Last Updated: 22 July 2022
Due to a data breach at ActiveCampaign, bitcoiners also have personal information that is out on the street. It concerns a problem with software for marketing emails. Shift Crypto of the BitBox wallet shares the story in a press release.
Data leak at marketing software
The company has sent out an email to all those affected. It is a data leak in which email addresses and IP addresses have been leaked. It does not affect the hardware wallets BitBox02 and BitBoxApp itself.
All bitcoin listed here is safe. However, they do warn customers about possible phishing emails.
The ActiveCampaign team has confirmed that “an unauthorised party downloaded the email lists.” According to Shift Crypto, it did use 2FA on its accounts. What went wrong and how the ‘outsider’ gained access to this information is not known.

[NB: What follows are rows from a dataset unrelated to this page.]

Issue #710, opened 2018-06-08
When looking at event#show, availabilities with a status of canceled are shown


eroc7886:

kgf:
Cancelled availabilities should only be shown on the person#show page.

aadeshere1:
@kgf  Could you check the PR ?

PR #726, opened 2018-10-02
select only the availabilities whose status is available

aadeshere1:
closes issue #710

### DIFF
--- a/app/controllers/events_controller.rb
+++ b/app/controllers/events_controller.rb
@@ -19,7 +19,7 @@ class EventsController < ApplicationController
 
   def show
     @timecards = Timecard.active.overlapping_time(@event.start_time..@event.end_time)
-    @responses_and_assignments = @event.active_responses + @event.assignments.active
+    @responses_and_assignments = @event.responses + @event.assignments.active
     @page_title = @event.title
     @last_editor = last_editor(@event)
   end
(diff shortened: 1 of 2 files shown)


aadeshere1:
@kgf seems this test is failng from the `development` branch.

kgf:
Thanks for your help!
The test suite is correct, because you aren't showing unavailable folks. If you change your select to this scope, I think all will be well.
https://github.com/ReadyResponder/ReadyResponder/blob/development/app/models/availability.rb#L17

aadeshere1:
@kgf I didn't understand the part about changing select to the scope you referred to. Instead i changed the `available` to `cancelled`

kgf:
Thanks for your help.
Scopes are basically a shortcut for what you did in defining a new method. If you change the line in the controller to `event.responses.active`, that will use the scope I referenced earlier. You won't need the change to the model. 
The scope also handles the case of hiding availabilities if people becoming inactive. Scopes typically have better performance.

kgf:
Here is the guide
https://guides.rubyonrails.org/active_record_querying.html#scopes

aadeshere1:
Thanks @kgf. Updated

kgf:
Thanks @aadeshere1 
Since you're in this part of the code, would you be willing to add some tests to ensure cancelled doesn't appear again?

aadeshere1:
@kgf Sure. I'll add the tests too.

If you have ever ordered a BitBox, you could be receiving fake messages in your mailbox in the coming weeks.
We are investigating a data breach of ActiveCampaign, the service we used for marketing emails.
Affected data: Name/Alias, Email & IP address
Be aware of suspicious emails, as this data might be used for phishing attempts.
— Shift Crypto (@ShiftCryptoHQ) July 21, 2022
You need not fear that your home address has been leaked. According to the company, the BitBox shop is self-hosted, and all personal data is anonymised after 30 days.
However, a possible scenario is that the hackers will send a ‘fake update’ telling you to update the software of the hardware wallet. The recommendation from Shift Crypto is to keep the firmware on version 4.34.0 for a while longer. This was released on 20 June.
This is not the first time that data from a hardware wallet company has been leaked. In 2020, Ledger was the victim. For example, many bitcoiners received mail from the HEX-scam in the months that followed.